= The Junky's Christmas =

Short story by William S. Burroughs

"The Junky's Christmas" is a short story by William S. Burroughs. It originally appears in the 1989 collection Interzone and on the 1993 album Spare Ass Annie and Other Tales. It was later adapted into short claymation film and a spoken word version was performed through a collaboration between William S. Burroughs and Kurt Cobain.

==Plot==

On Christmas Day, penniless and withdrawing from opiates, Danny emerges from a 72-hour stay in a police holding cell. Hoping to make enough money to buy his next hit of heroin, he scours the streets looking for something to steal. After an unsuccessful attempt to break into a parked car, he discovers an unattended suitcase sitting in a doorway. He makes off with the case and takes it to an abandoned park to examine its contents. There he finds that the case contains two severed human legs. Disgusted, he discards the legs and tries to find a buyer for the suitcase.
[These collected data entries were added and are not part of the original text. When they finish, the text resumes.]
PR #486, opened 2025-04-25
format list 

cre8:
Editorial change:

extra lines in the list are not rendered as a list when transformed to html (no problem with markdown)

Signed-off-by: Mirko Mollik <mirko.mollik@eudi.sprind.org>


cre8:
mmh, I see the error here:

https://openid.net/specs/openid-4-verifiable-credential-issuance-1_0.html#name-notification-request

but in the editors draft it is correct:

https://openid.github.io/OpenID4VCI/openid-4-verifiable-credential-issuance-wg-draft.html#name-notification-request

So it seems there was already some kind of adjustment, but to keep it aligned with the rest I think removing the empty lines would not be bad.

jogu:
I think the problem you see in the openid.net/specs version was fixed by Torsten last week:

https://github.com/openid/OpenID4VCI/pull/482/files

cre8:
> I think the problem you see in the openid.net/specs version was fixed by Torsten last week:
> 
> https://github.com/openid/OpenID4VCI/pull/482/files

Adding the empty line before the list started in line [1304](https://github.com/openid/OpenID4VCI/pull/482/files#diff-1f424614b35a9899813079f1b1f6218631a2aedd993368ccb89bb81a9eda0289R1304
) is correct and fixed it. However when you want to have it 100% correct, there should not be a space between list elements (like it's done with the other lists).

But up to you if you want to merge or close it :)

jogu (approved):

Issue #473, opened 2025-03-25
Presentation during Issuance


danielfett:
There is currently no sufficient guidance provided for doing a presentation of a credential during the issuance of another credential. In particular, there are specific advantages using the [OAuth for First-Party Applications draft](https://www.ietf.org/archive/id/draft-parecki-oauth-first-party-apps-02.html) for this.

Here's our proposal from the German EUDI wallet project: https://gitlab.opencode.de/bmi/eudi-wallet/eidas-2.0-architekturkonzept/-/blob/main/architecture-proposal/flows/Presentation-During-Issuance.md?ref_type=heads

I discussed with Torsten that VCI would probable be the right place to add this guidance.

TimoGlastra:
+1 from me

I was just thinking last week that it would be great if this got standardized in OID4VCI. We have implemented this in our wallet, and the flow was very reasonable to support, and provides great UX improvements.

Especially the fallback to PAR in the authorization challenge endpoint as defined in Firth Party Applications draft, means you can always use the authorization challenge endpoint if the authorization server supports it. If no presentation during issuance is required, the authorization challenge endpoint can just return the PAR response as if you'd done the PAR request directly.

There's now also an IETF draft: https://datatracker.ietf.org/doc/draft-ietf-oauth-first-party-apps/

Sakurann:
+1. there seems to be multiple implementers working on/interested in this in the EU and ISO communities

paulbastian:
I support this as well. The question to me is how much to rely on the OAuth for first party applications draft or whether to define something separate.

jogu:
Discussed on today's WG call:

- Restrict scope to presentation during issuance
- Have extension points so presenting ID cards etc can be defined elsewhere
- We need to think more about how this applies to DC API issuance/presentation
- This situations are mostly not going to be first party so probably we shouldn't reference the first party apps drafts (and it's not ready yet and it could be confusing for developers when they're implementing non-first party cases) so perhaps define something directly in VP

Lee suggested an alternative where a VP request is bundled into the DC API issuance call. Torsten said this has less flexibility than the above proposal based on first party apps draft, and we have implementation experience on first party apps approach (at least in non-DC API model). Plus we need a solution that works for wallet initiated issuance too.

Sakurann:
WG discussion
- this solves a real problem: want to do it in 1.0, not 1.1
    - there is quite some implementation experience (in cases without DC API)
- requirements: 
[...]

PR #487, opened 2025-05-01
Remove the Dynamic Credential Request section and associated content

### LINKED ISSUE #103: Should the parameter `wallet_issuer` be changed to `wallet_provider`?

### LINKED ISSUE #145: [AS] `wallet_issuer` and `user_hint` requires accurate explaination about their scopes and usefulness
My colleagues and I never really understood the parameters wallet_issuer and user_hint and this PR doesn't solve that either. I think the specification is missing text on this, but unsure if this should be a target of this PR

_Originally posted by @paulbastian in https://github.com/openid/OpenID4VCI/issues/142#issuecomment-1848953666_

bc-pi:
fixes #145 
closes #103


jogu (approved):

tplooker (approved):

paulbastian (approved):

Sakurann:
i would not be comfortable merging this before PR for #473 is merged - WDYT @danielfett @cre8

jogu:
> i would not be comfortable merging this before PR for #473 is merged - WDYT @danielfett @cre8

I don't think we need to create dependencies - what we have in this section as far as we could find out no one has implemented this, nor is it completely defined.

tplooker:
> I don't think we need to create dependencies - what we have in this section as far as we could find out no one has implemented this, nor is it completely defined.

Agree with this, dynamic credential requests isn't fully defined (arguable not implementable in its current state) so regardless of other issues that might have a tangential relation we should move forward with removing this text.

jogu:
Merging as per consensus on today's WG call.

PR #488, opened 2025-05-02
Various arrays can't sensibly be empty, add "non-empty" to definitons

jogu:
We already state that various arrays are optional or required, so in both cases if they're actually present they need to have at least one element. This avoids weird interoperability problems and means that conformance testing can be simpler as it removes a case we'd otherwise need to test for.

Similar to issue in VP: https://github.com/openid/OpenID4VP/issues/572


tplooker (approved):
LGTM, thanks.

openid-4-verifiable-credential-issuance-1_0.md
```diff
@@ -687,8 +687,8 @@ The Authorization Server might decide to authorize issuance of multiple instance
...
+* `authorization_details`: REQUIRED when the `authorization_details` parameter is used to request issuance of a Credential of a certain Credential Configuration as defined in (#authorization-details). OPTIONAL when `scope` parameter was used to request issuance of a Credential of a certain Credential Configuration. It is a non-empty array of objects, as defined in Section 7 of [@!RFC9396]. In addition to the parameters defined in (#authorization-details), this specification defines the following parameter to be used with the authorization details type `openid_credential` in the Token Response:
+  * `credential_identifiers`: REQUIRED. Non-empty array of strings, each uniquely identifying a Credential Dataset that can be issued using the Access Token returned in this response. Each of these Credential Datasets corresponds to the same Credential Configuration in the `credential_configurations_supported` parameter of the Credential Issuer metadata. The Wallet MUST use these identifiers together with an Access Token in subsequent Credential Requests. See (#identifying_credential) for the summary of the options how requested Credential(s) are identified throughout the Issuance flow.
```
TimoGlastra, line 691: Above you use "A non-empty",
For consistency

```suggestion
  * `credential_identifiers`: REQUIRED. A non-empty array of strings, each uniquely identifying a Credential Dataset that can be issued using the Access Token returned in this response. Each of these Credential Datasets corresponds to the same Credential Configuration in the `credential_configurations_supported` parameter of the Credential Issuer metadata. The Wallet MUST use these identifiers together with an Access Token in subsequent Credential Requests. See (#identifying_credential) for the summary of the options how requested Credential(s) are identified throughout the Issuance flow.
```

TimoGlastra (approved):

c2bo (approved):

He finds a buyer who gives him three dollars but also informs him that the local heroin dealer has been arrested.

Unable to find heroin anywhere Danny decides to visit a doctor with the hopes of obtaining some morphine. When he reaches the doctor’s house he pretends to be suffering from facial neuralgia. The doctor is suspicious but gives Danny a quarter of a grain (about ) of morphine free of charge.
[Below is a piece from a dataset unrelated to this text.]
PR #495, opened 2025-05-08
fix signing alg values supported for ISO mdos in metadata

### LINKED ISSUE #303: Consider using COSE algorithm identifiers for credential_signing_alg_values_supported for mso_mdoc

With his morphine tablet secreted away, Danny rents a room for two dollars. As he prepares to inject the morphine, he hears groaning coming from the next room. Distracted, he follows the sound of the groaning across the hall to find a young man suffering from kidney stones. Danny offers to call an ambulance, but soon realizes that the paramedics will not come as they believe the young man is faking illness to obtain opiates. Danny selflessly administers his morphine to the young man. The morphine immediately alleviates the young man's pain. Danny returns to his room. All of a sudden he begins feeling the effects of heroin; it appears that his good deed has been rewarded with "the immaculate fix". Danny nods off to sleep.

== Film adaptation ==
In 1993, The Junky's Christmas was adapted into a short claymation film which was co-directed by Nick Donkin and Melodie McDaniel and produced by Francis Ford Coppola. The film was released by Koch Vision on DVD in North America on November 21, 2006. Burroughs' reading of the story recorded for Spare Ass Annie serves as the narration of the film, while Burroughs appears in live-action footage at the beginning and end of the film.

== "The 'Priest' They Called Him" ==
"The 'Priest' They Called Him" is a heavily revised later version of "The Junky's Christmas", published in Exterminator! (1970). A spoken word version of this story was read by Burroughs over a guitar track by Kurt Cobain.